# Action item
Your result should be every line of the records below that contains the word "dependency".

(Excerpts from a dataset)
PR #736, opened 2018-08-15
Heppy updates: 2017 tau variables and features sync to nanoAOD

peruzzim:
Summary of changes:

- 2017 tau ID variables and MVA score evaluation by @steggema and @gpetruc (includes changes to RecoTauTag/RecoTau)
- taus: always use dxy and dz from leadChargedHadrCand, ignoring vertex choice, as in nanoAOD
- added SUSY working points to Fall17 electron ID
- JetAnalyzer: option to match leptons and taus to jets using candidatePtr instead of deltaR, as in nanoAOD
- LHE content: option for storage of PS weights and MG reweighting factors with new syntax


gpetruc:
Looks ok to me. 
@steggema any opinion on taus?

steggema:
#737 has a few more updates that will also allow to evaluate the MVA ID working points, but this should merge graciously since the #737 is based on the developments/commits included here so I think the MVA ID part is OK. 

The other change is certainly fine if the goal is to have the same information as in NanoAOD - one would typically still apply an additional cut to make sure that the tau vertex corresponds to the primary vertex, and I'm not sure how this is solved in the TTH code.

peruzzim:
This code is to get the value of the dxy with respect to the PV, a selection is later required on this value as a part of the standard tau ID requirements.

steggema (approved):
The changes look good to me.

PR #738, opened 2018-08-18
Heppy: streamlined isolation interface, enabling the use of electron EA iso with cone 0.3

GaelTouquet:
To implement 2017 EA electron isolation properly, we realized that it was necessary to clean up the lepton isolation interface. Slight changes in client code will be necessary this time but we think that the new interface will be able to accommodate easily future implementations of the isolation.

The isolation has been perfectly synchronized with other groups in the h to tau tau analysis.

### DIFF
--- a/PhysicsTools/Heppy/python/physicsobjects/Electron.py
+++ b/PhysicsTools/Heppy/python/physicsobjects/Electron.py
@@ -5,6 +5,25 @@ import ROOT
 import sys
 from math import exp
 
+effective_areas = dict(
+    ea03 = [
+        (1.000, 0.1440),
+        (1.479, 0.1562),
+        (2.000, 0.1032),
+        (2.200, 0.0859),
+        (2.300, 0.1116),
+        (2.400, 0.1321),
+        (2.500, 0.1654)        
+        ]
+)
+
+def get_effective_area(eta, area):
+    eta = abs(eta)
+    ea_defs = effective_areas[area]
+    for etamax, ea in ea_defs: 
+        if eta < etamax:
+            return ea 
+    return ea_defs[-1][1]
 
 class Electron( Lepton ):
 
@@ -24,6 +43,8 @@ class Electron( Lepton ):
         self._mvaTrigV0     = {True:None, False:None}
         self._mvaTrigNoIPV0 = {True:None, False:None}
         self._mvaRun2 = {}
+        self.effarea_03 = get_effective_area(self.physObj.superCluster().eta(),
+                                             'ea03')
 
     def electronID( self, id, vertex=None, rho=None ):
         if id is None or id == "": return True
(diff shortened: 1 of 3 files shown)


PhysicsTools/Heppy/python/physicsobjects/Electron.py
```diff
@@ -5,6 +5,25 @@
...
+    ea03 = [
+        (1.000, 0.1440),
+        (1.479, 0.1562),
+        (2.000, 0.1032),
+        (2.200, 0.0859),
+        (2.300, 0.1116),
+        (2.400, 0.1321),
+        (2.500, 0.1654)        
+        ]
+)
```
gpetruc, line 18: for EA's, they're already in the LeptonAnalyzer, that also has also a proper switch for the different EA values depending on the MC era they're based on (e.g. spring16 vs summer16 vs fall17): https://github.com/CERN-PH-CMG/cmg-cmssw/blob/heppy_94X_dev/PhysicsTools/Heppy/python/analyzers/objects/LeptonAnalyzer.py#L361
I don't necessarily object at refactoring them to the electron object (or maybe to another file loaded by the electron object), but I *do* object at having them here as a single set of numbers and with no era and no reference to the source.

PhysicsTools/Heppy/python/physicsobjects/Electron.py
```diff
@@ -5,6 +5,25 @@
...
+
+def get_effective_area(eta, area):
+    eta = abs(eta)
+    ea_defs = effective_areas[area]
+    for etamax, ea in ea_defs: 
+        if eta < etamax:
+            return ea 
+    return ea_defs[-1][1]
```
gpetruc, line 26: also, I think that this and the above should be hidden from `import *` by having names starting with `_`, since they're not part of the public interface of the electron object and the name is unspecific enough that may clash with something else.

cbernet:
Hi, no problem I can deal with that on Monday when I can get my hands on a computer.



Le 21 août 2018 15:03:49 GMT+02:00, Giovanni Petrucciani <notifications@github.com> a écrit :
>gpetruc commented on this pull request.
>
>
>
>> +        (1.479, 0.1562),
>+        (2.000, 0.1032),
>+        (2.200, 0.0859),
>+        (2.300, 0.1116),
>+        (2.400, 0.1321),
>+        (2.500, 0.1654)        
>+        ]
>+)
>+
>+def get_effective_area(eta, area):
>+    eta = abs(eta)
>+    ea_defs = effective_areas[area]
>+    for etamax, ea in ea_defs: 
>+        if eta < etamax:
>+            return ea 
>+    return ea_defs[-1][1]
>
>also, I think that this and the above should be hidden from `import *`
>by having names starting with `_`, since they're not part of the public
>interface of the electron object and the name is unspecific enough that
>may clash with something else.
>
>-- 
>You are receiving this because you are subscribed to this thread.
>Reply to this email directly or view it on GitHub:
>https://github.com/CERN-PH-CMG/cmg-cmssw/pull/738#pullrequestreview-148047717

Colin
-- sent from my phone

cbernet:
@gpetruc I fully agree with your comments (and I had missed the LeptonAnalyzer because I do not use it). I am not completely sure how to proceed, so let me explain my point of view:
- I think that the isolation part of [Lepton.py](https://github.com/CERN-PH-CMG/cmg-cmssw/blob/heppy_94X_dev/PhysicsTools/Heppy/python/physicsobjects/Lepton.py) has evolved to be rather cumbersome. To solve this I propose two methods that would be used in all cases: absIso and relIso. All R methods would be removed and R would be provided as an optional argument. 
- I got wary of monolithic analyzers that do more than what is needed by the user, and that's why I think one should be able to ask the electron for its isolation directly. 

That being said, again, you're completely right, we need a clean way to deal with eras. 

What I propose is to introduce a global configuration module for heppy (that's what I did on the FCC side for other reasons: https://github.com/cbernet/heppy/blob/master/configuration.py
Based on this configuration, decisions are taken, e.g. here: https://github.com/cbernet/heppy/blob/master/utils/deltar.py#L14

We could do the same in CMS. The user could then specify the era in the config file like this: 
https://github.com/cbernet/fcc-ee-higgs/blob/master/analysis_ee_ZH_lltautau.py#L48

If you agree with this way to proceed, I will: 
- introduce a configuration module containing only the eras for now (the ones in LeptonAnalyzer) 
- introduce a new module for EA definition
- load in the electron the correct EAs based on the era in Electron.py, and remove this part from LeptonAnalyzer. 

Please let me know what you think.

gpetruc:
Hi,
My proposal would be to take the EA setting from: (1) named function argument of the isolation function, (2) datamember of the electron object (3) data member of the electron class, and raise exception if neither of the 3 is available. 
The lepton analyzer can set it on the objects and then rely on (2)

cbernet:
perfect, working on it.

cbernet:
can be closed, overwritten by PR #741

PR #745, opened 2019-01-12
Enabling  heppy on Fermilab Condor cluster

bachtis:
The FNAL LPC condor has slightly different  setup than the CERN one .
This PR makes possible to run heppy with file transfer at the LPC .
It is fully transparent to everything else.

As I was testing it , the remote version crashed due to a mistake on the Lepton class.
what is interesting is that locally, python does not crash the job for this.
  
The printout was printing relIso() but in the current version relIso needs 2 arguments so I just
removed the printout


bachtis:
I assume I can merge this right?

PR #737, opened 2018-08-17
rerunning MVA tau isolation in heppy

GaelTouquet:
- cross-checked to have the same isolation scores and WP as following the CMSSW recipe given here https://twiki.cern.ch/twiki/bin/view/CMSPublic/SWGuidePFTauID#Rerunning_of_the_tau_ID_on_M_AN1 .
- isolation perfectly synchronised with other groups for the 2017 HTT anaylsis.

PR #748, opened 2019-04-11
Fix dr03 tau MVA

gpetruc:
Fix regression from https://github.com/CERN-PH-CMG/cmg-cmssw/pull/737/files#diff-db9724459059ef09a84499d3a628e9d8 :  the `puCorrPtSumdR03` does not exist n 2017 MiniAOD v2., only `puCorrPtSum` is available.

Verified that with this change I get the right MVA output as in NanoAODv4 (`CMSSW_10_2_9`, era `Run2_2017,run2_nanoAOD_94XMiniAODv2`)

@GaelTouquet @steggema @peruzzim


GaelTouquet:
Indeed it seems that this change was tested and dropped as we didn't keep it in our analysis repository.
I must have cherry-picked too much preparing that commit. So very sorry!

PR #493, opened 2025-06-09
Data delivery

leroyvn:
# Description

This PR refactors the data delivery and handling system. This is a major modification that will potentially impact users. We provide guidelines for migrating to the new interface. These changes overall reduce the technical debt induced by data handling. Most importantly, on-disk file lookups are now decoupled from data delivery.

Changes are as follows:

* The `DataStore` abstraction, which used to combine local and online file lookups, is removed and replaced by two separate components: the `FileResolver` handles local lookups, and the `AssetManager` handles online data.
* The new `FileResolver` maintains a list of absolute paths on the hard drive and uses them to resolve local paths. It should be used to register both default and user data locations, which can then be looked up in a unified way. Path ordering implicitly defines priorities among the tracked locations.
* The new `AssetManager` is a lightweight package manager that can download and unpack archives (*resources*) from an online location. Disk usage can be controlled precisely: cached, unpacked, and installed data can be selectively deleted per package. The installation process uses symlinks and avoids data duplication.
* All data registry management components have been removed.
* The data CLI has been entirely rewritten.
* Eradiate has two unique instances of the `FileResolver` and `AssetManager`. Unless instructed to, the unique `AssetManager` does nothing and stays offline. The unique `FileResolver` also works entirely offline.

While this refactoring action was progressing, the following changes were also made:

* Outdated settings have been removed, and new settings have been introduced to support the configuration of the new data delivery system.
* The `config` subpackage has been refactored, with defaults now built-in rather than loaded from a settings file. All settings now have validation and conversion protocols. The `ENV` variable was removed because it has never been used. The `SOURCE_DIR` variable now just serves the corresponding settings parameter. These changes are motivated by the need to improve the consistency and user-friendliness of the `config.settings` member. Additional refactoring of the settings interface will happen in the future, in particular to have some parameter updates cascade down when they are used to initialize global objects (*e.g.* the `DATA_PATH` or `DATA_URL` variables).
* The `scenes.biosphere.canopies` submodule, which provides functionality entirely covered by the canopy scene loader, was removed.
* To minimize the amount of downloaded data during tests, the default monochromatic dataset is now `komodo`.
* Converters were refactored to provide a more modular data conversion toolkit.
* The canopy loader was updated and still supports automatic downloads through the Pooch library. This situation is temporary until all data is migrated to the new data registry. 
* Development requirements are now specified using [PEP 735](https://peps.python.org/pep-0735/) dependency groups instead of extras. This makes our `pyproject.toml` more portable, and avoids cluttering our extra list with entries irrelevant to end-users. This bumps the minimal required Pixi version to v0.38.
* CLI terminal display components have been factored into a small module to avoid code duplication.

To do:

* [x] Propagate the new data management paradigm to the rest of the code base
  * [x] Remove all references to the data store
  * [x] Use the file resolver
  * [x] Fix the canopy loader
* [x] Deploy officially the new data registry
  * [x] Freeze the new root URL
  * [x] Freeze the manifest format
  * [x] Freeze the data layout
* [x] Documentation
  * [x] Update docstrings
  * [x] Update API docs
  * [x] Rewrite relevant data guide entries
  * [x] Update configuration guide
* [x] ~~Fix CI~~ *CI now runs properly, but one z-test fails; this is not reproducible on my dev setup: we will investigate this as a separate issue*
* [x] Clean up data repository
* [x] Add tests
  * [x] New converters
  * [x] ~~Asset manager~~
  * [x] File resolver

# Checklist

### DIFF
--- a/docs/rst/data/intro.rst
+++ b/docs/rst/data/intro.rst
@@ -99,7 +99,11 @@ referencing the target resources by their IDs, *e.g.*:
 
 Resource archives that are not already available locally will be downloaded from
 the remote data registry. They will be unpacked and linked to the version-
-dependent installation directory.
+dependent installation directory. The cache and unpacking locations are, by
+default, common to all Eradiate versions. That means that if you use default
+settings, data that was downloaded with a given version of Eradiate will not be
+downloaded or unpacked again after an upgrade — only the symbolic links created
+in the version-specific installation directory will be created again.
 
 For convenience, some resources are aliased. The list of aliases can be
 displayed as follows:


leroyvn:
@wint3ria this is almost ready for merge, I just have to fix the CI. I think you'll be the most impacted by this since it completely changes how data is shipped.

leroyvn:
We are now ready to merge. The only issue that remains is the failing CI pipeline: one z-test fails, but does not on my dev workstation. I think we can merge this and fix the CI issue in a separate PR or commit.

PR #517, opened 2025-09-25
Test refactoring

wint3ria:
# Description

This PR introduces several new regression tests.

This PR aims at identifying and fixing tests that are either:
 - deprecated
 - poorly scoped
 - insufficient
 - improperly organized
 - unreliable

# Coverage

Coverage has been evaluated before changes introduced in this PR.
Some tooling modules and peripheral utilities report low test coverage:
 - CLI (0%)
 - Benchmark tools (0%)
 - sys-info utility (0%)
 - Data asset manager (24%)
 - Plot utilities (26%)

Average coverage is 70.47%.
If overall coverage can always be improved, the situation is not alarming.

See attached [coverage.json](https://github.com/user-attachments/files/22537064/coverage.json)

# Plot functions

 - Diverse pyplot charts made during tests have been disabled when the suite is not launched for reporting. 
 - They can be explicitly enabled using the "--plot 1" option for pytest.
 - This is done for all tests in the codebase, not just for regression tests.
 - Considering [this snippet](https://github.com/eradiate/eradiate/blob/faf1acdf49916a506093f9b2788e2ecac4512c99/src/eradiate/test_tools/fixtures/_plt.py), at least a few things need to be adjusted: 
    - The current strategy is to "trust" the developer to use a "reasonable" amount of time to perform their plot logic, rather than forcing a behavior. For instance, in the current implementation, the test suite may still perform some plots in case of test failure. We can change this behavior, or refine the method for selecting the plt module (mock one or actual matplotlib.pyplot). I also agree that the current approach has already led to excessive testing time spent in pyplot.
    - By default without additional options passed to pytest, the test suite should perform the plots. Otherwise developers are left with a dep injection by default that is a bit counter intuitive.
    - On the cosmetic side, I would prefer another naming convention than reusing "plt". On the same line, an explicitly specific import logic could be preferred, in the form of a method returning the reference to the module for example.
    - It must be integrated with the report tooling, obviously. This part is the easiest, to the limit that some charts may only be useful to developers, not in the report.
    - The Mock object could directly inspect the signature of the mocked module, such that it could at least detect invalid function calls. Some level of error handling could avoid confusing behaviors.

# System test directory

Tests in the `tests/02_System` directory have been evaluated for relevance. Overall, each test fits within the definition of an integration test. The following comments can be made:
 - test_kernel_render_benchmark seems to be unfinished partial work. Given the unstable nature of the kernel update system for now, this is not surprising. Further modification of this part of the codebase would lead to its update.
 - test_maximum_scene_size seems slightly deprecated?
 - Plots have been disabled by default in this PR.
 - Some test docstrings are a bit verbose, but nothing critical.

Overall, these integration tests are made on the fly and no proper systematic strategy to implement new ones has been thought through to the best of my knowledge. I'm not sure we need to act on this, regression tests such as RAMI4ATM ones cover many possible 1D combinations. 

3D combinations could be considered, including canopies, spherical shell and/or DEMs.

Polarization could be further tested as well.

# Spherical shell regression test

The configuration for the spherical shell regression test is the following:
 - recycled from RAMI4ATM
 - molecular atmosphere AFGL1986 US STD
 - VZA in the principal plane from 85° to 65°
 - MSI band 4

# RAMI4ATM regression tests

A selection of 22 extra cases from RAMI4ATM has been included in the regression tests with associated reference values. A baseline test is done for each case using the TOA BRF in the principal plane only.
For two of the selected cases, one above an RPV surface, another above a white surface, both using an optically thin atmosphere, extra tests are performed on the BOA BHR and HDRF.
All the new RAMI4ATM regression tests are done on S2A MSI band 4.

# Unreliable tests

### ZTest and SidakTTest tools

These to classes have been fixed to always allow at least one of the paired tests to fail.

### tests/03_regression/ocean/test_ocean_grasp.py::test_ocean_grasp_open_atm

This test has been modified to improve its robustness. It benefits from the new possibility to disable regression test plots that are only applicable to single wavelength tests. The proposed solution does not output any chart in the report anymore.

@frettini all failed cases were observed for the wavelength 2200nm, but I have not explored this in details. You may want to update the threshold value as well in order to ensure sufficient power of the test.

# Additional comments

 - Pytest, Robot-framework and pytest-robotframework are used in the Eradiate CI. Inconsistent versions of these packages led to the impossibility to execute pytest independently from the Robot-framework. An update of the packages has been performed.

 - We could set the seed value in a more systematic way for regression tests. It's desirable to forbid test developers from finding the "right" seed for their tests, or to design their tests only for one specific seed. On the other hand, tests should at least be reproducible from the developer's machine to the CI workers.

 - Some comments can be made for the unit tests:

    - 01_unit/kernel/test_grid_volume: only initialization
    - 01_unit/scenes/biosphere/test_discrete: only initialization, not fond of inline PLYs in strings
    - 01_unit/scenes/biosphere/test_leaf_cloud: generated leaf angle distributions could be tested, not found of inline PLYs in strings
    - 01_unit/scenes/bsdfs/* Many BSDF could benefit from a test against a reference
    - 01_unit/scenes/illumination/* Illuminations could benefit from testing against references
    - 01_unit/scenes/integrators/* only initialization
    - 01_unit/scenes/phase/test_gh,test_isotropic,test_rayleigh only initialization
    - 01_unit/scenes/test_loader It requires refactoring, but the loader itself as well.
    - 01_unit/spectral/test_ckd_quad only initialization

Overall, scene elements instantiating a plugin rely on Mitsuba tests for ensuring actual correctness of the element's output.

# Limits

Included homogeneous uniform discrete RAMI4ATM canopy case takes significantly longer to terminate. Without any modification from the setup used in RAMI4ATM, the test case lasts 19min on average. The canopy size has thus been divided by 5, and there is no proper assessment of the impact on recorded reflectances. The resulting compute time is about 45 seconds on a standard development machine at Rayference.

Bottom of atmosphere cases are slower to compute.

# Checklist

### DIFF
--- a/pyproject.toml
+++ b/pyproject.toml
@@ -34,7 +34,7 @@ dependencies = [
   "typer>=0.9.0",
   "tqdm",
   "shellingham!=1.5.1", # Typer dependency; exclude this version which raises while previous don't
-  "xarray>=2023,!=2025.1.*,!=2025.3.*,!=2025.4.*,!=2025.5.*,!=2025.6.*",
+  "xarray>=2023,<2025.0.0",
 ]
 
 [project.optional-dependencies]


leroyvn (commented):
Hi @wint3ria, this is a first reaction limited to a code review — broader discussion about how we move forward will happen offline. I made some relatively minor changes which, hopefully, improve the maintainability of the codebase and the UX. The largest is a refactoring of the RAMI4ATM case definitions which had become a bit too redundant IMO. Apart from that, it's good for me :) I also took the liberty to rebase the branch onto the latest `next`.

leroyvn:
Also: We still have a couple of tests that fail: 

* A BOA HDRF which should return 1 and has a bit of noise ⇒ we can use a simpler test criterion
* One test that matches very well the reference but for which the statistical test fails ⇒ worth a check

PR #560, opened 2026-03-16
BandSRF: Add central wavelength computation

leroyvn:
# Description

This PR adds an interface point to retrieve the central wavelength of a `BandSRF`:

```python
srf = BandSRF(...)
srf.central_wavelength()
```

For convenience, the post-processing pipeline also attaches a new `w_srf` **scalar** coordinate to SRF-weighted variables:
image

The choice of promoting it to a dimension coordinate is left to the user, in particular because, as a side effect, this coordinate will appear also for spectral variables, for which it is irrelevant. This is a limitation of xarray, which can be addressed only by changing more deeply the output data structure.

Now, we can concatenate two SRF-weighted variables as follows:
image

I also took the opportunity to refactor the SRF test suite.

Thanks to @pdevis for suggesting this feature.

# Checklist

### DIFF
--- a/docs/release_notes/v1.1.x.md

# Solution for this exercise
* Development requirements are now specified using [PEP 735](https://peps.python.org/pep-0735/) dependency groups instead of extras. This makes our `pyproject.toml` more portable, and avoids cluttering our extra list with entries irrelevant to end-users. This bumps the minimal required Pixi version to v0.38.
   "shellingham!=1.5.1", # Typer dependency; exclude this version which raises while previous don't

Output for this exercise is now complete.